Supporting Diverse New Jersey Cannabis License Holders
Bridgewater has been advocating for a New Jersey cannabis industry with social equity at its center for several years with many minority cannabis license holders.
He is especially angry with the Chamber. In their press release, they said, “No Black-owned business received a license back then. None has received a license since the legalization of cannabis for recreational use thus far.”
Bridgewater believed it assumed that licenses in the adult-use market have been awarded when that is not true.
“This shit has been hard enough. The African American Chamber of Commerce just made my job even harder. And just messed up a lot of people’s money,” he added.
Bridgewater lamented the effect this had on the CRC.
“The Cannabis Regulatory Commission is distracted from solidifying the foundations of the New Jersey cannabis industry and having to answer information that is factually untrue,” he said.
“You got people who are outside of New Jersey thinking that the New Jersey Cannabis Regulatory Commission doesn’t give black people licenses. That is not true,” Bridgewater added.
“This is a textbook example of how our own kind can be the worst,” he said.
Issues with the African American Chamber of Commerce of NJ
“The African American Chamber of Commerce has been very casual and cavalier when it comes to the cannabis industry,” he said. “If Leo Bridgewater truly had the full support of the African American Chamber of Commerce to all of their all assets and resources, do you truly think access to capital would be a problem for me?”
“The Black Church is literally the source code because when you look at the NAACP and the African American Chamber,” he noted.
Bridgewater explained many Black Church leaders are also Chamber leaders and very wary of cannabis legalization.
“That is not a controversial secret. That is a widely known fact,” he said. “I don’t trust them.”
“You’ve pretty much been absent for most of this,” Bridgewater said of the Chamber.
“I will fight for you and advocate. If you get in some shit, you better make sure you tell me everything,” he said. His mother often told that to him as a kid.

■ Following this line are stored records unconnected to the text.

PR #49, opened 2020-01-09
Add doxy comments for file and classes, update license to 2020

apachano:
Just some quick Doxy, no functional changes.

If approved feel free to merge.

### DIFF
--- a/Engine/Include/Quartz2/Settings.hpp
+++ b/Engine/Include/Quartz2/Settings.hpp
@@ -1,4 +1,4 @@
-// Copyright 2020 Genten Studios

“I’m raising hell, and your ass was in the wrong every time. That’s exactly what they just did,” he explained. That was regarding the African American Chamber of Commerce of New Jersey and its claim there are no Black owners.
“You lied,” Bridgewater said about the Chamber.
He is not willing to chalk this up to a simple misunderstanding.
“When it comes to cannabis and hemp... the African American Chamber of Commerce is not the organization that you go to,” he said.
Bridgewater spoke better of the NJ CannaBusinessAssociation (NJCBA).
An African American Chamber of Commerce of New Jersey spokesperson noted Harmon has acknowledged there is at least one Black cannabis license holder.